Эрскин Колдуэлл (Erskine Caldwell, 1903–1983) родился в городке Уайт-Оукс (штат Джорджия) в семье пресвитерианского священника. Перепробовав в юности несколько различных профессий, обратился к газетной работе. С начала 1930-х гг. — профессиональный писатель. В своих книгах Колдуэлл выступает как крупнейший знаток Юга США, социального быта «бедных белых» и негров. Один из признанных мастеров американской новеллы 20-го века, Колдуэлл был в СССР в первые месяцы войны с фашистской Германией и откликнулся серией очерков и книгой «Все на дорогу к Смоленску!».Повесть «Случай в июле» («Trouble in July») напечатана в 1940 г.


Поэзия США

В книгу входят произведения поэтов США, начиная о XVII века, времени зарождения американской нации, и до настоящего времени.


Дикие пальмы

Роман «Дикие пальмы» – это история любви, ради сохранения которой герои пытаются убежать из мещански обустроенной жизни.

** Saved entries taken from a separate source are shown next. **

PR #1771, opened 2019-10-09
Failed to separate gmt begin from gmt inset begin, etc

PaulWessel:
Both **gmt inset begin** and **gmt subplot begin** was incorrectly detected as **gmt begin** by my naive test.  This caused bad failures of course, with final scripts that lacked gmt inset begin but had gmt inset end.  We now check that only lines with both gmt and begin but not having either inset or subplot are genuine starts of modern mode scripts (same deal with **gmt end**).

### DIFF
--- a/src/movie.c
+++ b/src/movie.c
@@ -876,10 +876,15 @@ GMT_LOCAL bool is_comment (char *line) {
 	return (line[k] == '#') ? true : false;		/* Will return true for lines starting with some tabs, then # */
 }
 
+GMT_LOCAL bool is_not_insetsub (char *line) {
+	/* Return true if neither inset nor subplot strings are found */
+	return (strstr (line, "inset") || strstr (line, "subplot")) ? false : true;
+}
+
 GMT_LOCAL bool is_gmtbegin (char *line) {
 	/* To handle the cases where there may be more than one space between gmt and begin... */
-	if (is_comment (line)) return false;	/* Must avoid finding # gmt begin */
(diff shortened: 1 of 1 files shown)


PaulWessel:
Hi @seisman, the two recent fixes to movie.c points out that since it has not seen that much use yet, there may be some dumb first-order bugs still in it.  I found the last two (not considering commented out "# gmt begin" lines or thinking "gmt inset begin" was "gmt begin", if you have thoughts on other dumb things that could sneak through the tests when rewriting a script please let me know.

seisman:
I think there is a more robust way to detect if a line is "gmt begin" or "gmt end". 

1. Split the current line by spaces and tabs (using `strtok`).
2. Check if the first substring is `#` or `REM`.
3. Check if the 2nd is "gmt" and the 3rd is "begin" or "end".

PaulWessel:
Hi @seisman, I followed your suggestion.  All movies run for me except anim_08.sh.  Now, I have trouble with the curl command from time to time, but when I run this it just dies here:

> ...
> movie [INFORMATION]: Create parameter initiation script movie_init.sh
> movie [INFORMATION]: Create preflight script movie_preflight.sh and execute it
> Abort trap: 6

Running the same movie command in Xcode works...  I suspect it is something odd with my machine - could you please try?  if it works for you then I think you can approve the PR>

PaulWessel:
Actually had a bug in that the word array could overflow...Fixed now and runs again.

PR #1773, opened 2019-10-10
Address bad wrapping in pscoast

### LINKED ISSUE #1759: pscoast -JX or -JQ wrapped across dateline generates garbage
I am using GMT5 v5.4.1 (on CentOS 7 linux). I am trying to use pscoast to generate a map that wraps across the international date line. The command I am using is as follows:

```
gmt pscoast -JX5.16558972d/7d -R-42.2839/223.375/-90/90 -BWeSn -Bxf10ag40 -Byf5ag20 -Dl -S180/220/255 -W1/.2 -W2/.05 -G200 -X.75 -Y.75 -K
```

I have also tried replacing the "-JX..." above with "-JQ265.6589/6i".

In both cases, the map I get is garbagified, with large rectangles of undrawn space covering the continents.

jx

**System information**

* Operating system: CentOS Linux release 7.6.1810
* GMT version (`gmt --version`): 5.4.1

PaulWessel:
A 2016 longitude wrap fix should only apply for global maps (360-degree range) only.  Adding a test that now passes. Closes #1759.

### DIFF
--- a/src/gmt_map.c
+++ b/src/gmt_map.c
@@ -1709,7 +1709,7 @@ uint64_t map_wesn_clip (struct GMT_CTRL *GMT, double *lon, double *lat, uint64_t
 /* This is new approach to get rid of those crossing lines for filled polygons,
  * i.e., issue # 949.  Also see comments further down.
  * P. Wessel, Dec 1 2016 */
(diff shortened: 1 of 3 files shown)


seisman:
I still have the bug in #1759 and the test pscoast_JQ.sh still doesn't work.

PR #1785, opened 2019-10-11
Use the SHELL/shell env variable in script and use if known

PaulWessel:
If we can determine the shell then we use that as the shell in the start line, since we then can pass **-e** which stops the shell upon the first error in the script.  This is better than having a GMT script continue despite an error.  For most users of bash or csh it would then start with

#!/bin/bash -e

but with zsh and tcsh being other shells that are often used we should write

#!/bin/zsh -e

etc, and not bash.


seisman:
I like the idea of `-e` to stop at the first error.

For the shebang, I have a different opinion. I use zsh as my default shell, because it provides better completion and other useful features in the terminal, but I still write and run bash script.

PaulWessel:
OK, I can see that zsh has useful things for interactive sessions but those might not be used in scripts.  So you would issue bash is zsh and csh if tcsh then probably?

seisman:
Yes, actually most of the time I run a script with `bash xxx.sh` rather than `./xxx.sh`.

PaulWessel:
So we use the env command to find bash but that way we cannot pass -e.  In bash we can do set -e but bot in csh. So if SHELL returns /bin/zsh, do we date to assume that path is true for all shells? I think not.  So maybe if zsh we do env bash plus set -e, else we use path -e?

seisman:
I'm not sure if I understand you correctly. The following script stops at the basemap command (note the wrong `-Rg1` option):
```
#!/usr/bin/env bash -e
gmt begin
gmt basemap -Rg1 -JH10c -Baf
gmt coast -W1p
gmt end show
```

I also replace bash with csh, zsh and tcsh, they all work.

PaulWessel:
Great, stack overflow said it did not work but I did not check. OK so we do this then.  There is no similar solution for DOS.

seisman:
I'm afraid it works for macOS only. Linux gives erros:
```
$ ./test.sh
/usr/bin/env: zsh -e: No such file or directory
```

PaulWessel:
We need to wrap this up now. Should we do this:

- If SHELL returns bash, use shebang path with -e, e.g., #!/usr/bin/bash -e
- if SHELL returns zsh, use shebang path with env "#!/usr/bin /env bash" and then call set -e explicitly
- if SHELL returns a csh flavor we use that path and add -e as well
- Otherwise we leave the -e stuff off since we don't know.

seisman:
I think we can use `#!/usr/bin/env -S bash -e`. It works on both Linux and Mac.

PaulWessel:
OK great, so do that if bash, sh, zsh, ksh (korn shell) then do bash with -Se via env, and if csh, tcsh then I do a csh via env -S the same way. For DOS we do nothing different than now.

PaulWessel:
Output for me is now

```
#!/usr/bin/env -S bash -e
# GMT modern mode bash template
# Date:    2019-10-15T11:37:42
# User:    pwessel
# Purpose: Purpose of this script
export GMT_SESSION_NAME=$$	# Set a unique session name
gmt begin figurename
	# Place modern session commands here
gmt end show
```

I have two questions:

1. Should the gmt begin be more complete, i.e., `gmt begin filename [formats] [convertoptions]`?
2. Should there be a way to specify which shell I want? I may want to write a csh script for a demo but I cannot unless I change my shell.   Maybe add **--new-scrip**t[_=dos|bash|csh_]?

PaulWessel:
I implemented the above, but say batch instead of dos.

seisman:
> 1. Should the gmt begin be more complete, i.e., `gmt begin filename [formats] [convertoptions]`?

I don't like it. PDF is a good default format and *convertoptions* also has a reasonable default. The current template script can be run without changing any single line. With a "complete" begin command, users may have to understand the meaning of _formats_ and 
_convertoptions_ and then remove/change them.

> 2. Should there be a way to specify which shell I want? I may want to write a csh script for a demo but I cannot unless I change my shell.   Maybe add **--new-scrip**t[_=dos|bash|csh_]?

Good idea. I think we can make it more general: **--new-script**=*shell*, and *shell* can be any shell, including bash, csh, et al, and also "dos" or "batch" for Windows users.

PaulWessel:
OK, agree with point one.  Keep gmt begin as is.

 I can add the word "dos" to mean batch as well.

RIght now I check if the arg matches one of the three types we support.  What should --new-script=zsh do?  or --new-script=/var/weird/voodoshell do? We don't want nonfunctional scripts because a user shell dont actually exist.

PR #1797, opened 2019-10-12
Delay hash refresh by 24 hours if server is down

PaulWessel:
If getting the gmt dataserver hash file takes to long (> 10seconds) then the server is down, probably.  Prevent this from begin repeated by all GMT remote data access commands by updating the modification time on the local hash file so the 24 hour cycle is reset.
Not tested; my hash file will be 24 hours old in 2 hours and can test then...

### DIFF
--- a/src/gmt_io.h
+++ b/src/gmt_io.h
@@ -245,6 +245,7 @@ struct GMT_IO {				/* Used to process input data records */
 	bool first_rec;			/* true when reading very first data record in a dataset */
 	bool trailing_text[2];	/* Default is to process training text unless turned off via -i, -o */
 	bool hash_refreshed;		/* true after calling the hash_refresh function the first time */
+	bool internet_error;		/* true after failing to get hash table due to time-out */
 	uint64_t seg_no;		/* Number of current multi-segment in entire data set */
 	uint64_t seg_in_tbl_no;		/* Number of current multi-segment in current table */
 	uint64_t n_clean_rec;		/* Number of clean records read (not including skipped records or comments or blanks) */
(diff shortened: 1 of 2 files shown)


PaulWessel:
Did you try it and it worked?

joa-quim:
No, doesn't even build
```
C:\progs_cygw\GMTdev\gmt5\master\src\gmt_remote.c(251): warning C4013: 'utimes' undefined; assuming extern returning int
```

joa-quim:
Now it builds but makes no difference. Even with a ``gmt("destroy")`` it keeps trying to download ``gmt_hash_server.txt``

PaulWessel:
OK, I can test this in one hour now.  Do some googling on what Windows requires to deal with file modification times etc.  See lines 340-50 in gmt_remote.c.
Do you have an existing gmt_hash_server.txt file or do you end up in the test at line 316?

joa-quim:
The problem is that when it fails to download the code flow slips through the ``return 1`` at line 244

PaulWessel:
OK, I did not know where it would go (yet).  You want to fix it?

joa-quim:
Don't know. I don't understand the code. I noticed that I only had a ``gmt_hash_server.txt.old`` file and no ``gmt_hash_server.txt`` so the ``_utime (file, NULL);`` is actually doing nothing. And why didn't I have a ``gmt_hash_server.txt`` file? Possibly because it was removed (or renamed), but then this algo does nothing because when it comes in there is no file anymore to update.

PaulWessel:
OK, I will work on this now - done grading two labs...

PaulWessel:
Need to change things around.  It should not copy current to old before knowing if download will work.  That is why you only have old.  Just rename it back for now (remove _old).

PaulWessel:
This weekends A/C repair and consequent GMT data server outage provided some opportunities for testing.  Trying a series of fixes here:

1. Only rename hash table to old and update new after a successful download of new table.
2. If timing out on getting new hash table we simply refresh modification time on the current to delay the next hash checkup by 24 hours.
3. Impose a max 5 seconds timeout to get that tiny hash table downloaded.
4. If download fails, then set an error flag so we don't try again this session.
5. When lib curl failure, remind users they can set GMT_DATA_SERVER_LIMIT = 0 to skip remote downloads.

If server is down and users do not head that message, then the next remote file access will take a while to time-out, and the message about GMT_DATA_SERVER_LIMIT is repeated.  Not much more we can do I think.  First time users without a hash table will never get one so max wanting 5 seconds to learn why.

PR #1809, opened 2019-10-15
Add gmtinit_get_history & gmtinit_put_history to the dll

joa-quim:
I need to access them in Julia, and they were not exported to the gmt.dll


joa-quim:
Thought in something like that, but we already have ``gmtinit_conf_US`` & ``gmtinit_conf`` in the dll

PaulWessel:
Then those need to be renamed as well.  We want to be consistent.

Но рок настигает их, как настигает он и двух других героев, уже не любовников, а чужих друг другу людей, соединенных на время обстоятельствами. Судьбы двух пар прослеживаются параллельно, они сходны и в то же время различны – призрак наказания, тюрьмы витает над теми и над другими. Что же остается человеку в борьбе с неизбежным? Выстоять, как это всегда делают герои Фолкнера.